SKYFAME REALTY (00059) enters into an exclusive agreement, granting investors a 6-month exclusive exclusivity period.
Tianyu Real Estate (00059) issued an announcement that on April 10, 2026, (i) the Company; (ii) Lion Wealth Management Limited (investors); and (iii) Mr. Michael Penrose of EY Bermuda Limited, Ms. Su Jieyi and Ms. Liu Yunwen of Ernst & Young Enterprise Financial Services Limited, and Mr. Joel Edwards of EY Cayman Ltd (collectively and individually acting as joint provisional liquidators of the Company only as agents and not assuming any personal responsibility) have entered into an exclusive agreement.
SKYFAME REALTY (00059) announced that on April 10, 2026, (i) the company; (ii) Lion Wealth Management Limited (the investor); and (iii) Mr. Michael Penrose of EY Bermuda Limited, Ms. Sze Yee So and Ms. Yun Man Lau of Ernst & Young Corporate Finance Services Limited, as well as Mr. Joel Edwards of EY Cayman Ltd (each acting as joint provisional liquidators of the company jointly and severally and solely as agents without assuming any personal liability), have entered into an exclusive agreement.
From the date of signing the exclusive agreement, the company has granted the investor a six-month exclusive period to facilitate the implementation of the company's proposed restructuring to enable the resumption of trading of the company's shares on The Stock Exchange of Hong Kong Limited. Following the signing of the exclusive agreement, the company and the investor will negotiate in good faith and strive to enter into a formal agreement on the company's proposed restructuring before the exclusive period expires. While the exclusive agreement is a legally binding agreement, it is recommended that the specific terms of the restructuring be further negotiated and formalized in a formal agreement, and the exclusive agreement itself does not constitute any binding obligation or commitment for either party to enter into or complete any transaction or be bound by any terms and conditions of the proposed restructuring.

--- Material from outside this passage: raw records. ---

PR #68, opened 2022-09-22
Add support for quorum device

tomjelinek:
With this update, the role is capable of configuring a quorum device. The device is a daemon meant to run on a host outside of a cluster. It provides an additional quorum vote and can help dealing with network splits.

As seen in README.md, the role is run once to configure a quorum device host, and then with a different playbook to configure a cluster. Is this ok? Would it be better to have a separate role for configuring a quorum device host instead?


richm:
> With this update, the role is capable of configuring a quorum device. The device is a daemon meant to run on a host outside of a cluster. It provides an additional quorum vote and can help dealing with network splits.
> 
> As seen in README.md, the role is run once to configure a quorum device host, and then with a different playbook to configure a cluster. Is this ok? Would it be better to have a separate role for configuring a quorum device host instead?

I think a single role is ok.  In this case, the user would define two separate sets of host on which to run the ha_cluster role: one host which is the quorum device host, and one host or group of hosts on which to configure for the HA cluster.  Something like this e.g. in a YAML inventory file:
```yaml
all:
  hosts:
.... the hosts ....
  children:
    ha_cluster_quorum_device_host:
      hosts:
        the_name_of_the_host_from_hosts:
      vars:
        ha_cluster_qnetd:
          present: boolean
          start_on_boot: boolean
          regenerate_keys: boolean
    ha_cluster_hosts:
      hosts:
        host1:
        host2:
      vars:
        ha_cluster_hacluster_password: ....
        ha_cluster_cluster_name: ....
        ha_cluster_other_parameters: to apply to all hosts in the ha_cluster_hosts group
```
Then the playbook would call the role like this - the ha_cluster_quorum_device_host settings would be applied first, then ha_cluster_hosts:
```yaml
# set up HA clustering
- hosts: ha_cluster_quorum_device_host ha_cluster_hosts
  order
  roles:
```
If for some reason this doesn't preserve or guarantee the order, the user may have to structure their inventory correctly, or otherwise use one of the ordering strategies listed at https://docs.ansible.com/ansible/latest/user_guide/playbooks_strategies.html#ordering-execution-based-on-inventory

NOTE: `ha_cluster_hosts` can contain the host used in `ha_cluster_quorum_device_host` - it will apply the quorum device settings to the host first, then the "regular" ha_cluster settings.

tomjelinek:
[citest]

tomjelinek:
[citest]

tomjelinek:
[citest]

tomjelinek:
[citest]

tomjelinek:
[citest]

tomjelinek:
[citest]

spetrosi (approved):
lgtm

PR #78, opened 2022-11-17
allow enabled SBD on disabled cluster

yeoldegrove:
Currently the `sbd.service`will not be enabled if the cluster autostart is disabled. This is not intended behavior as is will effectively break the feature.
We can simply remove the condition to depend on `ha_cluster_start_on_boot` as on a RHEL8 system the `sbd.service` has a dependencies (`Before/After/PartOf/RequiredBy`) to cluster related services which make sure it is only ever started by the cluster (a manual start is not possible).

```
# /usr/lib/systemd/system/sbd.service
[Unit]
[...]
Before=pacemaker.service
Before=dlm.service
After=systemd-modules-load.service iscsi.service
PartOf=corosync.service
[...]

[Install]
RequiredBy=corosync.service
RequiredBy=pacemaker.service
RequiredBy=dlm.service
```

### DIFF
--- a/tasks/cluster-enable-disable.yml
+++ b/tasks/cluster-enable-disable.yml
@@ -19,7 +19,7 @@
 - name: Enable or disable SBD
   service:
     name: sbd
-    enabled: "{{ ha_cluster_sbd_enabled and ha_cluster_start_on_boot }}"
+    enabled: "{{ ha_cluster_sbd_enabled }}"
     # Null (i.e. nochange) is currently not supported: Either all nodes are
     # configured to start the cluster on boot or not to start the cluster on
     # boot. Null (nochange) could lead to situations where part of cluster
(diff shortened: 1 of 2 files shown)


yeoldegrove:
In theory `tests/tests_cluster_basic_disabled.yml` would need an adaption. But I did not find any hints that these tests are run or how to run them.

yeoldegrove:
@richm Thanks for the hint to the docs! The test is now adapted and the PR is good to go from my side.

richm:
[citest]

richm:
@yeoldegrove thank you for the PR.  Unfortunately our CI system does not like git branch names with the `/` character in them.  Would it be possible for you to use a different branch name without a `/` in it?  maybe `feat-allow_sbd_and_disabled_cluster`?  and same for https://github.com/linux-system-roles/ha_cluster/pull/79 ?  We're working on a fix, but it will take some time.

yeoldegrove:
@richm #81 is the follow up

PR #87, opened 2022-12-06
tests: add qnetd cleanup

tomjelinek:
Ensure that qnetd package is not installed and there are no qnetd config files present to verify that the role really installs and creates those. This also sets test environment to a clearly defined and correct state, which is needed in case tests are not isolated.

### DIFF
--- a/tasks/test_cleanup_qnetd.yml
+++ b/tasks/test_cleanup_qnetd.yml
@@ -1,0 +1,18 @@
+# SPDX-License-Identifier: MIT
+# This task configures test systems for testing in the CI environment.
+# Only use this task for testing.
+# This task file resides in `tasks/` so that it can be used from other roles
+# with `include_role` with `tasks_from: filename` directly without the need to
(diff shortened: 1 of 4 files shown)


richm:
ok - will it cause a problem for tests that come after the qnetd related tests, if qnetd is running?

tomjelinek:
> ok - will it cause a problem for tests that come after the qnetd related tests, if qnetd is running?

No, I'm not aware of any problems in this scenario. The running qnetd should be silently ignored. And the role de-configures qnetd anyway, as non-qnetd tests don't set `ha_cluster_qnetd.present` to `true`.

richm:
I had to make some fixes for ansible-core 2.14 (get rid of command `warn` argument) please rebase on top of the latest master branch

tomjelinek:
> I had to make some fixes for ansible-core 2.14 (get rid of command `warn` argument) please rebase on top of the latest master branch

Done.

PR #94, opened 2023-01-01
ansible-lint 6.x fixes

richm:
All tasks should be named - added names for some tasks
The `block` should come last in a task block - the `vars` and `when` and
other parameters should come before the `block` and the list of tasks
for readability
Improve jinja spacing for readability
If you use a template in a task name, it must come last


richm:
[citest]

tomjelinek (approved):

PR #249, opened 2024-12-11
feat: Remove python expect dependency in crmsh

marcelmamula:
### Enhancement:

1. Remove all use of `expect` module which required Python `pexpect` module to be installed
2. Replace `expect` by using `--force` and `yes n` to skip all prompts and fail if user input is invalid or in conflict.
3. Enhance `resource_sets` handling.

### Reason:

- Extra python dependency was causing unnecessary dependencies

### Result:
- Tested on `SLES for SAP Applications 15 SP6` in AWS for SAP HANA, SAP ASCS/ERS and dummy clusters.

### DIFF
--- a/tasks/enable-repositories/Suse.yml
+++ b/tasks/enable-repositories/Suse.yml
@@ -2,26 +2,31 @@
 ---
 # All required repositories are already part of SLES for SAP 15 SP5+.
 
-# High Availability Extension is required for cluster setup as well
-# as qnetd/qdevice configuration.
-- name: Gather package facts
-  ansible.builtin.package_facts:
-    manager: auto
+# High Availability Extension (HAE) is required for cluster setup on SLES.
+# All cluster packages are present on SLES_SAP and openSUSE,
+# but not on base SLES without HAE.
+- name: Execute only on SLES
+  when: ansible_distribution.split("_")[0] == 'SLES'
+  block:
 
-- name: Check High Availability Extension presence using product file
-  ansible.builtin.stat:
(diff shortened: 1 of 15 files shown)


richm:
[citest]

richm:
please rebase on top of the latest `main` branch

marcelmamula:
> please rebase on top of the latest `main` branch

I have rebased branch and pushed it, let me know if it is alright now @richm

spetrosi:
[citest]

tomjelinek (approved):
Overall, the patch looks good to me. However, I'm not 100% sure about tasks/set_vars.yml changes. @richm, are you ok with those?

marcelmamula:
> Overall, the patch looks good to me. However, I'm not 100% sure about tasks/set_vars.yml changes. @richm, are you ok with those?

We have been using this vars loading for some time, because of how SLES_SAP is designed. This way we can separate between core SLES and SLES_SAP version without needing to create unnecessary var files for each product name.

richm:
> > Overall, the patch looks good to me. However, I'm not 100% sure about tasks/set_vars.yml changes. @richm, are you ok with those?
> 
> We have been using this vars loading for some time, because of how SLES_SAP is designed. This way we can separate between core SLES and SLES_SAP version without needing to create unnecessary var files for each product name.

+1 - vars changes lgtm - I think the role has to do this because `os_family` and/or `distribution` by themselves are not sufficient

richm (approved):

PR #254, opened 2025-01-24
fix: update for EL10

tomjelinek:


meta/main.yml
```diff
@@ -14,6 +14,7 @@ galaxy_info:
       versions:
         - "8"
         - "9"
+        - "10"
```
richm, line 17:
```suggestion
        - "10"
```
Ansible lint does not recognize "10" as a valid version.  In fact, Ansible is deprecating this version mechanism altogether.  `galaxy_tags` is now used for versions going forward.

tomjelinek: Ah, ok. Good to know. I dropped the commit changing this and kept only the one fixing the repositories.

richm (approved):

PR #265, opened 2025-03-04
fix: disable proxy when connecting to pcsd local socket

tomjelinek:
Enhancement:
Do not use proxy when connecting to local pcsd via unix socket on managed nodes.

Reason:
When a proxy is defined, it disrupts communication towards the local pcsd unix socket. This makes the role fail.

Result:
Role works even if a proxy is defined.

https://issues.redhat.com/browse/RHEL-81918

### DIFF
--- a/module_utils/ha_cluster_lsr/pcs_api_v2_utils.py
+++ b/module_utils/ha_cluster_lsr/pcs_api_v2_utils.py
@@ -214,6 +214,8 @@ def call_api_raw(
     """
     response, info = fetch_url(
         module,
+        # never use a proxy when connecting to a local unix socket (RHEL-81918)
+        use_proxy=False,
         force=True,  # do not get a cached response
         unix_socket=PCSD_SOCKET,
         url=API_ENDPOINT,


spetrosi:
[citest]

tomjelinek:
I don't get why all tests are suddenly failing with `ha_cluster_hacluster_password must be specified`. The PR is completely unrelated. Has anything changed in CI systems?

richm:
@spetrosi some problem with support for vault?  The hacluster password comes from the vault file

spetrosi:
[citest]

spetrosi:
Should be fixed in https://github.com/linux-system-roles/tft-tests/pull/70

module_utils/ha_cluster_lsr/pcs_api_v2_utils.py
```diff
@@ -214,6 +214,8 @@ def call_api_raw(
     """
     response, info = fetch_url(
         module,
+        # never use a proxy when connecting to a local unix socket (RHEL-81918)
+        use_proxy=False,
```
richm, line 218: ok - since this will only ever be a local unix socket (and not a TCP/IP socket), proxies should never be used.

richm (approved):

PR #278, opened 2025-05-12
test: update attributes and utilization tests for new pcs

tomjelinek:
Enhancement:
Update node attributes and node utilization tests so that they are able to process new output format of attributes and utilization configuration in pcs

Reason:
Tests are failing with new pcs even if the role works correctly

Result:
Tests work correctly with new pcs

https://issues.redhat.com/browse/RHEL-90078

### DIFF
--- a/tests/tests_cib_node_attributes.yml
+++ b/tests/tests_cib_node_attributes.yml
@@ -36,7 +36,12 @@
                       - name: attr2
                         value: val2
 
+        - name: Fetch versions of cluster components
+          include_tasks: tasks/fetch_versions.yml
+
         - name: Verify node attributes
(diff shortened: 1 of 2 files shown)


tomjelinek:
I'm not sure why CentOS-10 is failing to start pcsd:
`Unable to start service pcsd: A dependency job for pcsd.service failed. See 'journalctl -xe' for details.`
I suppose there is no way to see the journal?

Recently, we had an issue with pcsd not being able to start due to conflicts in curl / libcurl / pycurl packages, which prevented pcsd to start. Maybe it's the same issue?

In any case, the errors are unrelated to the changes done in this pull request.

PR #286, opened 2025-06-30
refactor: support Ansible 2.19

richm:
Ansible 2.19 introduces some big changes
https://docs.ansible.com/ansible/devel/porting_guides/porting_guide_core_2.19.html

One big change is that data structures are no longer mutable by the use of python
methods such as `__setitem__`, `setdefault`, `update`, etc.  in Jinja constructs.
Instead, items must use filters or other Jinja operations.

One common idiom is to mutate each element in a list.  Since we cannot do this
"in-place" anymore, a common way to do this is:

```yaml
- name: Construct a new list from an existing list and mutate each element
  set_fact:
    __new_list: "{{ __new_list | d([]) + [mutated_item] }}"
  loop: "{{ old_list }}"
  mutated_item: "{{ some value based on item from old list }}"

- name: Reset original old list
  set_fact:
    old_list: "{{ __new_list }}"
```

Similarly with `dict` items:

```yaml
- name: Construct a new dict from an existing dict and mutate each element
  set_fact:
    __new_dict: "{{ __new_dict | d({}) | combine(mutated_item) }}"
  loop: "{{ old_dict | dict2items }}"
  mutated_item: "{{ {item.key: mutation of item.value} }}"

- name: Reset original old dict
  set_fact:
    old_dict: "{{ __new_dict }}"
```

Another big change is that a boolean expression in a `when` or similar construct
must be converted to a boolean - we cannot rely on the implicit evaluation in
a boolean context.  For example, if `var` is some iterable, like a `dict`, `list`,
or `string`, you used to be able to evaluate an empty value in a boolean context:

```yaml
when: var  # do this only if var is not empty
```

You now have to explicitly test for empty using `length`:

```yaml
when: var | length > 0  # do this only if var is not empty
```

For tests_cib_constraints_create.yml - for some reason the formatting
was off, and doing the comparison of the expected data structure with
the actual one was not working.  Instead, convert both to internal
data structures with `from_json` and compare the data structures.

These are the biggest changes.  See the porting guide for others.

## Summary by Sourcery

Refactor role tasks and tests for compatibility with Ansible 2.19’s strict immutability and boolean evaluation rules by converting implicit mutations and condition checks into filter-based operations and updating tests to normalize and compare JSON structures.

Bug Fixes:
- Fix formatting in location constraints tests to properly compare expected vs actual JSON via `from_json`.
- Correct header test to use the renamed `__ansible_managed` lookup variable for assertion.

Enhancements:
- Refactor all when conditions to enforce explicit boolean evaluation using length checks and `is not none` filters.
- Migrate Jinja2 data mutations to filter-based constructs (combine, map, default) in place of in-place methods for list and dict transformations.
- Simplify certificate_requests generation by mapping each dict with `combine` instead of using `__setitem__` in loops.
- Standardize JSON output in debug tasks using `to_nice_json` and sorted lists for consistent readability.

Tests:
- Convert both actual and expected outputs to parsed JSON structures with `from_json` before assertion in constraint tests.

### DIFF
--- a/tasks/shell_pcs/check-and-prepare-role-variables.yml
+++ b/tasks/shell_pcs/check-and-prepare-role-variables.yml
@@ -39,7 +39,7 @@
           (
             __nodes_from_options != (__nodes_from_options | unique)
           ) or (
-            __nodes_from_options | difference(__ha_cluster_all_node_names)
+            __nodes_from_options | difference(__ha_cluster_all_node_names) | list | length > 0
           )
 
 - name: Extract node options
@@ -166,7 +166,7 @@
   when:
     - ha_cluster_pcsd_public_key_src is not none
     - ha_cluster_pcsd_private_key_src is not none
-    - ha_cluster_pcsd_certificates | d([])
+    - ha_cluster_pcsd_certificates | d([]) | length > 0
 
 - name: Fetch pcs capabilities
   command:
@@ -216,11 +216,11 @@
       defaults. Please, upgrade pcs.
   when:
     - (
-        ha_cluster_resource_defaults
+        ha_cluster_resource_defaults | length > 0
         and not 'pcmk.properties.resource-defaults.multiple'
         in __ha_cluster_pcs_capabilities
       ) or (
-        ha_cluster_resource_operation_defaults
+        ha_cluster_resource_operation_defaults | length > 0
         and not 'pcmk.properties.operation-defaults.multiple'
         in __ha_cluster_pcs_capabilities
       )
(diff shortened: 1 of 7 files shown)


richm:
@tomjelinek note that the old code actually mutated the internal data structure https://github.com/linux-system-roles/ha_cluster/pull/286/files#diff-c9af0ce31694e27416de4505d66e9823e982e151d5465d3c186047a3bbbeb76bR56 - it writes the `name` member of each certificate object in `ha_cluster_pcsd_certificates` - the new code does not - it only constructs the correct format for `certificate_requests` but does not touch `ha_cluster_pcsd_certificates` - I think this is ok - I can't see where `ha_cluster_pcsd_certificates` is used after this where the updated `name` value would be significant.

richm:
[citest]

PR #297, opened 2025-07-29
test: use post quantum crypto for certs where available

richm:
Test post quantum crypto by using certs generated by openssl where available.


richm:
[citest]

spetrosi (approved):

PR #304, opened 2025-08-13
test: clean up certs/keys created by tests

richm:
We are seeing test failures on some platforms caused by leftover keys and certs.
Make sure to clean these up, and make sure the test that uses the
certificate system role starts with no certs/keys.

In addition - on el9 systems we need to set the crypto policy to be able
to use Post Quantum Crypto (PQC) in tests.

## Summary by Sourcery

Clean up all test-generated certificates, keys, and authkeys before and after tests to eliminate leftover artifacts and prevent intermittent failures; add failure-rescue steps for log collection; and refine PSKS fixture key generation for distro compatibility

Bug Fixes:
- Remove leftover pcsd TLS certificates, keys, and PSKS authkeys in multiple test playbooks to fix intermittent failures

Enhancements:
- Introduce rescue tasks in tests to dump systemd, pcsd, and pacemaker logs on failure
- Load distribution variables in the PSKS fixture and default to rsa:2048 when mldsa65 is unsupported

Tests:
- Stop getcert tracking of the pcsd TLS certificate in cert-role tests to avoid stale tracking

### DIFF
--- a/.ostree/roles-testing.txt
+++ b/.ostree/roles-testing.txt
@@ -1,0 +1,1 @@
+crypto_policies
--- a/tests/collection-requirements.yml
+++ b/tests/collection-requirements.yml
@@ -1,0 +1,4 @@
+# SPDX-License-Identifier: MIT
+---
+collections:
+  - fedora.linux_system_roles
--- a/tests/tasks/fixture_psks.yml
+++ b/tests/tasks/fixture_psks.yml
@@ -29,6 +29,14 @@
       changed_when: false
       no_log: true  # this is quite verbose
 
+    - name: Load test variables
+      include_vars:
+        file: vars/rh_distros_vars.yml
+      when: __ha_cluster_is_rh_distro is not defined
+
+    # Seems like pcs/pcsd is not happy with mldsa65 on RHEL 9,
+    # even though it's supported by openssl.
+    # So we use rsa:2048 instead.
     - name: Generate a self signed pcsd cert and the pcsd key
       command: >-
         openssl req -x509 -newkey {{ key_algo }} -nodes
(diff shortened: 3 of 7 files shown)


richm:
[citest]

richm:
[citest]

richm:
[citest]

richm:
[citest]

richm:
[citest]

richm:
[citest]

tomjelinek:
@richm You added two tasks at the end of `tests/tasks/fixture_psks.yml` to remember the current crypto-policy and change it to enable PQC. However, they seem to be switched - the policy is changed first and then the current (instead of original) policy is remembered. Therefore, the original policy is never restored.

On top of that, the policy is changed to enable PQC only if RHEL == 9, while 'Generate a self signed pcsd cert and the pcsd key' task has been modified to only generate PQC certificates for RHEL > 9.

Since these two changes contradict each other, I think one of them should be undone. I'm not sure what your intention was and which one should be kept, though.

Note that setting crypto-policy to DEFAULT:PQ fails for older RHEL 9 releases, effectively breaking our CI.

richm:
> @richm You added two tasks at the end of `tests/tasks/fixture_psks.yml` to remember the current crypto-policy and change it to enable PQC. However, they seem to be switched - the policy is changed first and then the current (instead of original) policy is remembered. Therefore, the original policy is never restored.
> 
> On top of that, the policy is changed to enable PQC only if RHEL == 9, while 'Generate a self signed pcsd cert and the pcsd key' task has been modified to only generate PQC certificates for RHEL > 9.
> 
> Since these two changes contradict each other, I think one of them should be undone. I'm not sure what your intention was and which one should be kept, though.
> 
> Note that setting crypto-policy to DEFAULT:PQ fails for older RHEL 9 releases, effectively breaking our CI.

https://github.com/linux-system-roles/ha_cluster/pull/306

PR #306, opened 2025-08-19
test: fix setting and resetting PQC

richm:
1. Only set PQC on RHEL 9.7 and later, but not RHEL 10 and later, and on EL9 platforms other than RHEL 9
2. Run the crypto_policies role with the variable set to null to get the current policy for resetting
later.

## Summary by Sourcery

Fix PQC test fixtures by targeting only supported RHEL/EL9 versions, retrieving and storing the existing crypto policy for cleanup, and standardizing the restore condition syntax

Bug Fixes:
- Restrict PQC enablement to RHEL 9.7 and later (but before RHEL 10) or non-RedHat EL9 variants to avoid unsupported platforms

Enhancements:
- Capture the current crypto policy by running the crypto_policies role with a null setting before enabling PQC
- Store the original crypto policy in a variable for post-test cleanup

Tests:
- Adjust the restore step’s when condition to consistently use double quotes for empty-string checks

### DIFF
--- a/tests/tasks/fixture_psks.yml
+++ b/tests/tasks/fixture_psks.yml
@@ -1,5 +1,49 @@
 # SPDX-License-Identifier: MIT
 ---
+- name: Load test variables
+  include_vars:
+    file: vars/rh_distros_vars.yml
+  when: __ha_cluster_is_rh_distro is not defined
+
+- name: Check if the managed node needs crypto-policies to be able to use PQC
+  when:
+    - __ha_cluster_is_rh_distro | bool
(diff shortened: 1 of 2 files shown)


richm:
[citest_bad]

tomjelinek:
The crypto-policy fix looks good.

However, it seems PQC is not used on RHEL 9 due to this condition in `tests/tasks/fixture_psks.yml`:
```
key_algo: "{{ 'mldsa65' if 'MLDSA65' in openssl_algorithms.stdout
  and __ha_cluster_is_rh_distro and ansible_facts['distribution_major_version'] | int > 9
  else 'rsa:2048' }}"
```

I'm running the patch through CI right now to confirm both statements.

richm:
[citest]

PR #376, opened 2026-04-24
feat: export stonith levels

idevat:
Enhancement:
Add stonith levels to ha_cluster_info module exporting current cluster configuration.

Reason:
This is the next step in implementing an info module which exports cluster configuration in a variables structure in the same format as ha_cluster role accepts.

Result:
Variables have been added to the export:
* `ha_cluster_stonith_levels`

https://redhat.atlassian.net/browse/RHEL-46232

## Summary by Sourcery

Export existing cluster stonith levels through the ha_cluster_info module and verify they round-trip with the role configuration.

New Features:
- Expose ha_cluster_stonith_levels from existing cluster configuration via ha_cluster_info when pcs supports stonith level JSON output.

Enhancements:
- Extend pcs capability detection and loader/exporter logic to handle stonith level configuration, including mapping pcs JSON output into role variable structure.

Documentation:
- Document stonith levels (fencing topology) as part of the configuration exported by ha_cluster_info.

Tests:
- Add integration and unit tests to validate stonith levels export, including various targeting modes and error handling for pcs failures.

### DIFF
--- a/library/ha_cluster_info.py
+++ b/library/ha_cluster_info.py
@@ -152,6 +152,7 @@ class Capability(Enum):
         "pcmk.properties.operation-defaults.config.output-formats"
     )
     CONSTRAINTS_OUTPUT = "pcmk.constraint.config.output-formats"
+    STONITH_LEVELS_OUTPUT = "pcmk.stonith.levels.config.output-formats"
 
 
 def get_cmd_runner(module: AnsibleModule) -> loader.CommandRunner:
@@ -411,6 +412,28 @@ def export_constraints_configuration(
     return result
 
 
+def export_stonith_levels_configuration(
+    module: AnsibleModule, pcs_capabilities: List[str]
+) -> Dict[str, Any]:
+    """
+    Export existing HA cluster stonith levels
+    """
+
+    if Capability.STONITH_LEVELS_OUTPUT.value not in pcs_capabilities:
+        return dict()
+
+    cmd_runner = get_cmd_runner(module)
+    stonith_levels = loader.get_stonith_levels_configuration(cmd_runner)
+
+    result: dict[str, Any] = dict()
+
+    levels = exporter.export_stonith_levels(stonith_levels)
+    if levels:
+        result["ha_cluster_stonith_levels"] = levels
+
+    return result
+
+
 def get_pcs_capabilities(module: AnsibleModule) -> List[str]:
     """
     Extract pcsd pcs_capabilities from pcs version info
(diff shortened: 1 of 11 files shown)


module_utils/ha_cluster_lsr/info/exporter.py
```diff
@@ -44,6 +44,9 @@
     export_resource_group_list,
     export_resource_primitive_list,
 )
+from .exporter_package.stonith_levels import (
+    export_stonith_levels,
+)
```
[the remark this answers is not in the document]
idevat: The intention of this module is to export selected functionality from exporter package (since `__init__.py` must be empty) not to using the imported variables.

tests/unit/test_ha_cluster_info_stonith_levels.py
```diff
@@ -0,0 +1,146 @@
...
+            )
+
+    def test_no_capabilities(self) -> None:
+        with mocked_module([]) as module_mock:
+            self.assertEqual(
+                ha_cluster_info.export_stonith_levels_configuration(
+                    module_mock, pcs_capabilities=[]
+                ),
+                {},
+            )
```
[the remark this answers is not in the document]
idevat: This is over-engineering. The key you need is either on the list or it's not. It doesn't matter if it's Tuesday or Wednesday.

tomjelinek (approved):

library/ha_cluster_info.py
```diff
@@ -411,6 +415,28 @@ def export_constraints_configuration(
...
+    Export existing HA cluster stonith levels
+    """
+
+    if Capability.STONITH_LEVELS_OUTPUT.value not in pcs_capabilities:
+        return dict()
+
+    cmd_runner = get_cmd_runner(module)
+    stonith_levels = loader.get_stonith_levels_configuration(cmd_runner)
+
+    result: dict[str, Any] = dict()
```
tomjelinek, line 431:
```suggestion
    result: Dict[str, Any] = dict()
```

tomjelinek (changes requested):

library/ha_cluster_info.py
idevat: Why? What about:
* https://github.com/linux-system-roles/ha_cluster/blob/ca7a9e8446619f09c4969a09b27b1b6e77a0f000/library/ha_cluster_info.py#L176
* https://github.com/linux-system-roles/ha_cluster/blob/ca7a9e8446619f09c4969a09b27b1b6e77a0f000/library/ha_cluster_info.py#L227
* etc.
There are many similar issues.

idevat: If it is a real issue, we should create separate ticket, I guess.

tomjelinek: AI pointed out this is an issue in Python 3.6. You haven't responded to it, as you usually do, so I wanted to make sure this doesn't go unnoticed.

Since this is not the only occurrence, we can deal with it in a separate PR.

tomjelinek (approved):

richm (approved):

richm:
[citest]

The joint provisional liquidators and the investor each have the right to terminate the exclusive agreement in accordance with its terms. Upon termination of the exclusive agreement, the joint provisional liquidators and the company will be fully released from all duties, obligations, and liabilities arising from the exclusive agreement, and the joint provisional liquidators will be free to engage in discussions, negotiations, and acceptance of any restructuring proposals with other third parties.
In order to pursue the overall best interests of all creditors, since their appointment on August 15, 2022, and the winding-up order against the company issued by the Supreme Court of Bermuda on November 14, 2025, the joint provisional liquidators have actively and continuously explored various restructuring opportunities. These efforts include issuing invitations to potential investors, reviewing preliminary proposals, and negotiating investment and restructuring frameworks that may support the company's debt restructuring and resumption of share trading.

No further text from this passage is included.